[Stored items]
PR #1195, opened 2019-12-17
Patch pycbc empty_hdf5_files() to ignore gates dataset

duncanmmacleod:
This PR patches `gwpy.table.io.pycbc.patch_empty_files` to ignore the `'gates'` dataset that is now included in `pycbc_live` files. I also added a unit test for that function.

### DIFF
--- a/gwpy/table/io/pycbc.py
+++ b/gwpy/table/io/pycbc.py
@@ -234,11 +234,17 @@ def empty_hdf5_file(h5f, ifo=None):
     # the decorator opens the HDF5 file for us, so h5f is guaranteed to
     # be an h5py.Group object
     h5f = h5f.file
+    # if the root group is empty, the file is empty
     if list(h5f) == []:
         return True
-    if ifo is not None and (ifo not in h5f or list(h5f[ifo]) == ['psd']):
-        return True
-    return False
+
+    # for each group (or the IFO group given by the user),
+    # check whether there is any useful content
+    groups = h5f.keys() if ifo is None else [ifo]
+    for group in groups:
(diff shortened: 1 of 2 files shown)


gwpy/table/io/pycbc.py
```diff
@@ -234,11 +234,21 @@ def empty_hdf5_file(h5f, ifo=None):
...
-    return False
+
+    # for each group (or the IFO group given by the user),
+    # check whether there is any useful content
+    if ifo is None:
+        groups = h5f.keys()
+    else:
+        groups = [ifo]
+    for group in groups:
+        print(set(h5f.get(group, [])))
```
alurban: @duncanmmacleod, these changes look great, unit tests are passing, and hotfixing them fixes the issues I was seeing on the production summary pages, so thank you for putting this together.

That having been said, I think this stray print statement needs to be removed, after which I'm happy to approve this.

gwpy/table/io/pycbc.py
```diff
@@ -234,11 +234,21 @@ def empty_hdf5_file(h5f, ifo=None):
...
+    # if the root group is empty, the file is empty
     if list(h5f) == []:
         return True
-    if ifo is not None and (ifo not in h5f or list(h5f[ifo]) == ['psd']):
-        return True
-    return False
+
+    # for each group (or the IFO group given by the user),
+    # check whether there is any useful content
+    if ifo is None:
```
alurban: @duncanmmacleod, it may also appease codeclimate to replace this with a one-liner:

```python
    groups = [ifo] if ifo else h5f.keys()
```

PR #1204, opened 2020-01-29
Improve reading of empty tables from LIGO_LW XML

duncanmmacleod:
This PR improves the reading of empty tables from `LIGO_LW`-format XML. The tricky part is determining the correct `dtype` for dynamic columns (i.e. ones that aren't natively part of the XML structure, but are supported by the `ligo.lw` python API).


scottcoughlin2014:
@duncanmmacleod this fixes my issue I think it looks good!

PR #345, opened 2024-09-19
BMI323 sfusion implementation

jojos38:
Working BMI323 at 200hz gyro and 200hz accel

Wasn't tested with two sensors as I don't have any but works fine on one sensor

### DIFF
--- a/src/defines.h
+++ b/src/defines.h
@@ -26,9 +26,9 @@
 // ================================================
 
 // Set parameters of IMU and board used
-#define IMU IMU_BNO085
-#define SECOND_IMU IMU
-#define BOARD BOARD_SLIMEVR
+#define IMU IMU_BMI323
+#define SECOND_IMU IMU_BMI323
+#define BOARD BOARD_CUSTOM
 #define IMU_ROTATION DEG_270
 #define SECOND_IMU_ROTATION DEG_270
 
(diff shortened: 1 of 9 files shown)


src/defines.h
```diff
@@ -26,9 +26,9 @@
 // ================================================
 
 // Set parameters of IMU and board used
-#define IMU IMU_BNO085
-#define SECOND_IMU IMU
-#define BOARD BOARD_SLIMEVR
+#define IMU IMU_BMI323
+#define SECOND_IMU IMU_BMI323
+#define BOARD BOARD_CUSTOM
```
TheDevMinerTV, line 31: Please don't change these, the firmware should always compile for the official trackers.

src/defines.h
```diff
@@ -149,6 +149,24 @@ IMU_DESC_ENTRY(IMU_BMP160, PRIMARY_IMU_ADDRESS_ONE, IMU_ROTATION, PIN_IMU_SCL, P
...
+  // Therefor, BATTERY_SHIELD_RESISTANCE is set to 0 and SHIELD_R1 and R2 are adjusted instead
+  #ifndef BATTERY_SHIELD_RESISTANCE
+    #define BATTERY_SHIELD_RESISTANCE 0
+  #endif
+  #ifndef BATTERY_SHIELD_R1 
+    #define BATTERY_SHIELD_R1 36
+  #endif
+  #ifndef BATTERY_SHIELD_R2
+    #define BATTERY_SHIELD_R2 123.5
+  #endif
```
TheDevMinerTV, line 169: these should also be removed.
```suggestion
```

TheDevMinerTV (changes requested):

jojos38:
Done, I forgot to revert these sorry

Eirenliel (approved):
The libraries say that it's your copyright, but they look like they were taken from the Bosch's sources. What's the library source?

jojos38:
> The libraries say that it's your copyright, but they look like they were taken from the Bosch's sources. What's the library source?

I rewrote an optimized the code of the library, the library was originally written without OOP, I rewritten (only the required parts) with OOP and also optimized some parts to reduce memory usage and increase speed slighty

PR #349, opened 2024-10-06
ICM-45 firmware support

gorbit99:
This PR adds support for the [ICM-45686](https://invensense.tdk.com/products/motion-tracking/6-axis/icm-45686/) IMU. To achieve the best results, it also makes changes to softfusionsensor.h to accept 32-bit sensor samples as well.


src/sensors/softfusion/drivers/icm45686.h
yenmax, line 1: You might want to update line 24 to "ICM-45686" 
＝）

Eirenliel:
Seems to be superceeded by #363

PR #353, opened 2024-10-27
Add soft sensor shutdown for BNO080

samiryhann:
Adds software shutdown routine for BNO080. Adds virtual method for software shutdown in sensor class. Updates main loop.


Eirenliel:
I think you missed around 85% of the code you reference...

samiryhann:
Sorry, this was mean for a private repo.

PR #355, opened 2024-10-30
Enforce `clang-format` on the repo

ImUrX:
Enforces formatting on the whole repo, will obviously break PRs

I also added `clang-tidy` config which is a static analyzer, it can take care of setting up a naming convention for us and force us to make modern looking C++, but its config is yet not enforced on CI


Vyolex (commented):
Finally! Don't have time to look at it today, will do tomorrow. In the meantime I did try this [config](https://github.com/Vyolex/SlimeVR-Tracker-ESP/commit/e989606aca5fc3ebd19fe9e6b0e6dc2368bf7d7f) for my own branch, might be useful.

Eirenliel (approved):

About this exercise ::
Only the data above, repeated exactly, should make up the reply.

Your solution ::
PR #1195, opened 2019-12-17
Patch pycbc empty_hdf5_files() to ignore gates dataset

duncanmmacleod:
This PR patches `gwpy.table.io.pycbc.patch_empty_files` to ignore the `'gates'` dataset that is now included in `pycbc_live` files. I also added a unit test for that function.

### DIFF
--- a/gwpy/table/io/pycbc.py
+++ b/gwpy/table/io/pycbc.py
@@ -234,11 +234,17 @@ def empty_hdf5_file(h5f, ifo=None):
     # the decorator opens the HDF5 file for us, so h5f is guaranteed to
     # be an h5py.Group object
     h5f = h5f.file
+    # if the root group is empty, the file is empty
     if list(h5f) == []:
         return True
-    if ifo is not None and (ifo not in h5f or list(h5f[ifo]) == ['psd']):
-        return True
-    return False
+
+    # for each group (or the IFO group given by the user),
+    # check whether there is any useful content
+    groups = h5f.keys() if ifo is None else [ifo]
+    for group in groups:
(diff shortened: 1 of 2 files shown)


gwpy/table/io/pycbc.py
```diff
@@ -234,11 +234,21 @@ def empty_hdf5_file(h5f, ifo=None):
...
-    return False
+
+    # for each group (or the IFO group given by the user),
+    # check whether there is any useful content
+    if ifo is None:
+        groups = h5f.keys()
+    else:
+        groups = [ifo]
+    for group in groups:
+        print(set(h5f.get(group, [])))
```
alurban: @duncanmmacleod, these changes look great, unit tests are passing, and hotfixing them fixes the issues I was seeing on the production summary pages, so thank you for putting this together.

That having been said, I think this stray print statement needs to be removed, after which I'm happy to approve this.

gwpy/table/io/pycbc.py
```diff
@@ -234,11 +234,21 @@ def empty_hdf5_file(h5f, ifo=None):
...
+    # if the root group is empty, the file is empty
     if list(h5f) == []:
         return True
-    if ifo is not None and (ifo not in h5f or list(h5f[ifo]) == ['psd']):
-        return True
-    return False
+
+    # for each group (or the IFO group given by the user),
+    # check whether there is any useful content
+    if ifo is None:
```
alurban: @duncanmmacleod, it may also appease codeclimate to replace this with a one-liner:

```python
    groups = [ifo] if ifo else h5f.keys()
```

PR #1204, opened 2020-01-29
Improve reading of empty tables from LIGO_LW XML

duncanmmacleod:
This PR improves the reading of empty tables from `LIGO_LW`-format XML. The tricky part is determining the correct `dtype` for dynamic columns (i.e. ones that aren't natively part of the XML structure, but are supported by the `ligo.lw` python API).


scottcoughlin2014:
@duncanmmacleod this fixes my issue I think it looks good!

PR #345, opened 2024-09-19
BMI323 sfusion implementation

jojos38:
Working BMI323 at 200hz gyro and 200hz accel

Wasn't tested with two sensors as I don't have any but works fine on one sensor

### DIFF
--- a/src/defines.h
+++ b/src/defines.h
@@ -26,9 +26,9 @@
 // ================================================
 
 // Set parameters of IMU and board used
-#define IMU IMU_BNO085
-#define SECOND_IMU IMU
-#define BOARD BOARD_SLIMEVR
+#define IMU IMU_BMI323
+#define SECOND_IMU IMU_BMI323
+#define BOARD BOARD_CUSTOM
 #define IMU_ROTATION DEG_270
 #define SECOND_IMU_ROTATION DEG_270
 
(diff shortened: 1 of 9 files shown)


src/defines.h
```diff
@@ -26,9 +26,9 @@
 // ================================================
 
 // Set parameters of IMU and board used
-#define IMU IMU_BNO085
-#define SECOND_IMU IMU
-#define BOARD BOARD_SLIMEVR
+#define IMU IMU_BMI323
+#define SECOND_IMU IMU_BMI323
+#define BOARD BOARD_CUSTOM
```
TheDevMinerTV, line 31: Please don't change these, the firmware should always compile for the official trackers.

src/defines.h
```diff
@@ -149,6 +149,24 @@ IMU_DESC_ENTRY(IMU_BMP160, PRIMARY_IMU_ADDRESS_ONE, IMU_ROTATION, PIN_IMU_SCL, P
...
+  // Therefor, BATTERY_SHIELD_RESISTANCE is set to 0 and SHIELD_R1 and R2 are adjusted instead
+  #ifndef BATTERY_SHIELD_RESISTANCE
+    #define BATTERY_SHIELD_RESISTANCE 0
+  #endif
+  #ifndef BATTERY_SHIELD_R1 
+    #define BATTERY_SHIELD_R1 36
+  #endif
+  #ifndef BATTERY_SHIELD_R2
+    #define BATTERY_SHIELD_R2 123.5
+  #endif
```
TheDevMinerTV, line 169: these should also be removed.
```suggestion
```

TheDevMinerTV (changes requested):

jojos38:
Done, I forgot to revert these sorry

Eirenliel (approved):
The libraries say that it's your copyright, but they look like they were taken from the Bosch's sources. What's the library source?

jojos38:
> The libraries say that it's your copyright, but they look like they were taken from the Bosch's sources. What's the library source?

I rewrote an optimized the code of the library, the library was originally written without OOP, I rewritten (only the required parts) with OOP and also optimized some parts to reduce memory usage and increase speed slighty

PR #349, opened 2024-10-06
ICM-45 firmware support

gorbit99:
This PR adds support for the [ICM-45686](https://invensense.tdk.com/products/motion-tracking/6-axis/icm-45686/) IMU. To achieve the best results, it also makes changes to softfusionsensor.h to accept 32-bit sensor samples as well.


src/sensors/softfusion/drivers/icm45686.h
yenmax, line 1: You might want to update line 24 to "ICM-45686" 
＝）

Eirenliel:
Seems to be superceeded by #363

PR #353, opened 2024-10-27
Add soft sensor shutdown for BNO080

samiryhann:
Adds software shutdown routine for BNO080. Adds virtual method for software shutdown in sensor class. Updates main loop.


Eirenliel:
I think you missed around 85% of the code you reference...

samiryhann:
Sorry, this was mean for a private repo.

PR #355, opened 2024-10-30
Enforce `clang-format` on the repo

ImUrX:
Enforces formatting on the whole repo, will obviously break PRs

I also added `clang-tidy` config which is a static analyzer, it can take care of setting up a naming convention for us and force us to make modern looking C++, but its config is yet not enforced on CI


Vyolex (commented):
Finally! Don't have time to look at it today, will do tomorrow. In the meantime I did try this [config](https://github.com/Vyolex/SlimeVR-Tracker-ESP/commit/e989606aca5fc3ebd19fe9e6b0e6dc2368bf7d7f) for my own branch, might be useful.

Eirenliel (approved):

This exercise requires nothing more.